> The records

PR #275, opened 2015-11-23
`Optional` support in reflection and binary serialization.

mzhurovich:
@dkorolev PTAL

### DIFF
--- a/TypeSystem/Serialization/test.cc
+++ b/TypeSystem/Serialization/test.cc
@@ -94,11 +94,11 @@ CURRENT_STRUCT(WithOptional) {
 
 TEST(Serialization, Binary) {
   using namespace serialization_test;
+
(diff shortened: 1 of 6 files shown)


TypeSystem/Serialization/test.cc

> Directions for this task
From the line containing "(diff shortened: 1 of 6 files shown)" down to the end of the listing above, return each line exactly as it appears and nothing more.

> Problem solution
(diff shortened: 1 of 6 files shown)


TypeSystem/Serialization/test.cc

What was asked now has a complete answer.